■ WORK ORDER
From the data below, set down exactly the lines between the one holding "PR #1538, opened 2022-01-20" and the one holding "policy_marker_gender: Gender - policy", inclusive, and no others.

━━━━━ THE RECORDS ━━━━━

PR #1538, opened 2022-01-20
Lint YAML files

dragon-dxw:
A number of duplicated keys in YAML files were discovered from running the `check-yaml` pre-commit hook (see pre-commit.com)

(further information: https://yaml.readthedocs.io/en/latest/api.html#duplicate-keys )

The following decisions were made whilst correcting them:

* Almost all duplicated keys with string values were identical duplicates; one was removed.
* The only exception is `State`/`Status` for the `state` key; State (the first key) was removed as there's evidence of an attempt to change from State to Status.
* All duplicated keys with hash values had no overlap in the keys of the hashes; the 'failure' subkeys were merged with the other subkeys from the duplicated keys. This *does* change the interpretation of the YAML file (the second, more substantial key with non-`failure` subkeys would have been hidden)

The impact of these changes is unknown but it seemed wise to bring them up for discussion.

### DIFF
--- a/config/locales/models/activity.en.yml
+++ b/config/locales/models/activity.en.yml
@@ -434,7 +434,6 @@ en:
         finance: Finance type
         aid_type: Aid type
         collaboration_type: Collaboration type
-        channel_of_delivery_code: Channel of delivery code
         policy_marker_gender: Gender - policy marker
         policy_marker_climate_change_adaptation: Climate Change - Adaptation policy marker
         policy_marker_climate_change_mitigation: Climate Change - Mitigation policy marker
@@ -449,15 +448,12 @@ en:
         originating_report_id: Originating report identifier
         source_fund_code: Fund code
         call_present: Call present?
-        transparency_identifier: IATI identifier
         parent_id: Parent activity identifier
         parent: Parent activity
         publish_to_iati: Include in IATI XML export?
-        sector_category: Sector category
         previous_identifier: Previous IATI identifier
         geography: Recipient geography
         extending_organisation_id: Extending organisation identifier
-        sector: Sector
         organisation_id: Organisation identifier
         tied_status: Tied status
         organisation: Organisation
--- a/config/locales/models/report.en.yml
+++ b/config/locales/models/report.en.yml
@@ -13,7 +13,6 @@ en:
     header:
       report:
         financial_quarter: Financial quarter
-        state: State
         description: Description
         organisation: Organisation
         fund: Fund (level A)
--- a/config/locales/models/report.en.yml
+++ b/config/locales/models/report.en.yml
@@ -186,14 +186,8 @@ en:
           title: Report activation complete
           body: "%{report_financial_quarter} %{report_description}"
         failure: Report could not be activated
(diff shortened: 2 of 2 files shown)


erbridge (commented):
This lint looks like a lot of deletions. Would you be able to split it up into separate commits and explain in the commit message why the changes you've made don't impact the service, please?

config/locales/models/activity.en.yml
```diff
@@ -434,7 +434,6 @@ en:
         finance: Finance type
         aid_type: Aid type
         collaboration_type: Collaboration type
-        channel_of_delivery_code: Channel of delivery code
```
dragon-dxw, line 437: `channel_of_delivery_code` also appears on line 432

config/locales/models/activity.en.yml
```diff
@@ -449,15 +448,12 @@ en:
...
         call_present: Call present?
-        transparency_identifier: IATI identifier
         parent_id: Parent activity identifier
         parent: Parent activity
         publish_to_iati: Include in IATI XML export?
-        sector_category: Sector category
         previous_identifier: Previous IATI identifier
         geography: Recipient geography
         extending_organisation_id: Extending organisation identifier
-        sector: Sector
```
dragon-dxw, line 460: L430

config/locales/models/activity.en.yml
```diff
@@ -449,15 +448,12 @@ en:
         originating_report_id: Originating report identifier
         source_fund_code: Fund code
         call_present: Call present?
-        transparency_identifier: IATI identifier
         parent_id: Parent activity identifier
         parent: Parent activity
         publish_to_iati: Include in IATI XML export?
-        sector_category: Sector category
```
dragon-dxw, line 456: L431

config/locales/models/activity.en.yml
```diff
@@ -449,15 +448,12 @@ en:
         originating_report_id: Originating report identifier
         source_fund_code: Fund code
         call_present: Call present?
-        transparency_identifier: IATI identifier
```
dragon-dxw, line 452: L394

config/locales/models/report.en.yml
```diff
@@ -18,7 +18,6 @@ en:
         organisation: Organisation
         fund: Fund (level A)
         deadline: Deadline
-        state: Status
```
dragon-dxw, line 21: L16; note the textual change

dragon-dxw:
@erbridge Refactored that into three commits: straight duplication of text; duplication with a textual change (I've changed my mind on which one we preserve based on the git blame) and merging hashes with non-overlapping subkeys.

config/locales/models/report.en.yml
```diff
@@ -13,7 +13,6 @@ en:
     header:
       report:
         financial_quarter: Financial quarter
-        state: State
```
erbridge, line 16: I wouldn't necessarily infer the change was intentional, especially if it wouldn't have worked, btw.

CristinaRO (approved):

━━━━━
━━━━━ THE RECORDS ━━━━━

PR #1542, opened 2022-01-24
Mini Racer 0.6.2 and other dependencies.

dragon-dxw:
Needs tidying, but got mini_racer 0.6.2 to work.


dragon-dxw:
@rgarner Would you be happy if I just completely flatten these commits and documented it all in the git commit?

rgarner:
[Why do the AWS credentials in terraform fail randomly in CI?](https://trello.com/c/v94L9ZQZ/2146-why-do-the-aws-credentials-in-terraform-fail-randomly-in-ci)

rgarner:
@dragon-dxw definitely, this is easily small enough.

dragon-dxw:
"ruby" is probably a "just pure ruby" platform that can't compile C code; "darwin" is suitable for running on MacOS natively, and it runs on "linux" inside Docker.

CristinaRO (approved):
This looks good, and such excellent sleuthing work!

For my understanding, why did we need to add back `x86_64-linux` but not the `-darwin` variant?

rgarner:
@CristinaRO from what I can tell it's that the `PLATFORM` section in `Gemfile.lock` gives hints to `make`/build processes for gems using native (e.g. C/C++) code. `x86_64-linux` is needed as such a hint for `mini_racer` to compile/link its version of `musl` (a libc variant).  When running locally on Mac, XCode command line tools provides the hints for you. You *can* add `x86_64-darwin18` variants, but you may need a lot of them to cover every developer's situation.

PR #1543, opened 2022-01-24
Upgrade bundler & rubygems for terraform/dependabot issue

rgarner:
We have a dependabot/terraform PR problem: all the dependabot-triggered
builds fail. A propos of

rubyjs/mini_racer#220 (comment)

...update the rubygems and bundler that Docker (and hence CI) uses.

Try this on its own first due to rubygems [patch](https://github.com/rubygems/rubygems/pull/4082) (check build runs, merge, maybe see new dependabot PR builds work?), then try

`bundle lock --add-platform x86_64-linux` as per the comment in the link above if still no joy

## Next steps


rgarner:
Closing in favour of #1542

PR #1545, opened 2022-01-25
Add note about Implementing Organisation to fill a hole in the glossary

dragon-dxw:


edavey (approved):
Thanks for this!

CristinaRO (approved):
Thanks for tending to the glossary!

━━━━━
━━━━━ THE RECORDS ━━━━━

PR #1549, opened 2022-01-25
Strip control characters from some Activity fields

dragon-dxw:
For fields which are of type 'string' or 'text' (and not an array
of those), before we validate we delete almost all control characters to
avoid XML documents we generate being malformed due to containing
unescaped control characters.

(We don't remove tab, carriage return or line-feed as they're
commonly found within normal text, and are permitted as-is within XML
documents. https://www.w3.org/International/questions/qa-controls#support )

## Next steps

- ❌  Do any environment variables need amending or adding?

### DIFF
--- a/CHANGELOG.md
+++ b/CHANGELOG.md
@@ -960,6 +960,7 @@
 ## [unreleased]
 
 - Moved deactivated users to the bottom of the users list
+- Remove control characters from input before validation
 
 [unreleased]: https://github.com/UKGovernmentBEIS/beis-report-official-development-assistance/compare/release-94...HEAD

━━━━━

■ ANSWER SPACE
PR #1538, opened 2022-01-20
Lint YAML files

dragon-dxw:
A number of duplicated keys in YAML files were discovered from running the `check-yaml` pre-commit hook (see pre-commit.com)

(further information: https://yaml.readthedocs.io/en/latest/api.html#duplicate-keys )

The following decisions were made whilst correcting them:

* Almost all duplicated keys with string values were identical duplicates; one was removed.
* The only exception is `State`/`Status` for the `state` key; State (the first key) was removed as there's evidence of an attempt to change from State to Status.
* All duplicated keys with hash values had no overlap in the keys of the hashes; the 'failure' subkeys were merged with the other subkeys from the duplicated keys. This *does* change the interpretation of the YAML file (the second, more substantial key with non-`failure` subkeys would have been hidden)

The impact of these changes is unknown but it seemed wise to bring them up for discussion.

### DIFF
--- a/config/locales/models/activity.en.yml
+++ b/config/locales/models/activity.en.yml
@@ -434,7 +434,6 @@ en:
         finance: Finance type
         aid_type: Aid type
         collaboration_type: Collaboration type
-        channel_of_delivery_code: Channel of delivery code
         policy_marker_gender: Gender - policy marker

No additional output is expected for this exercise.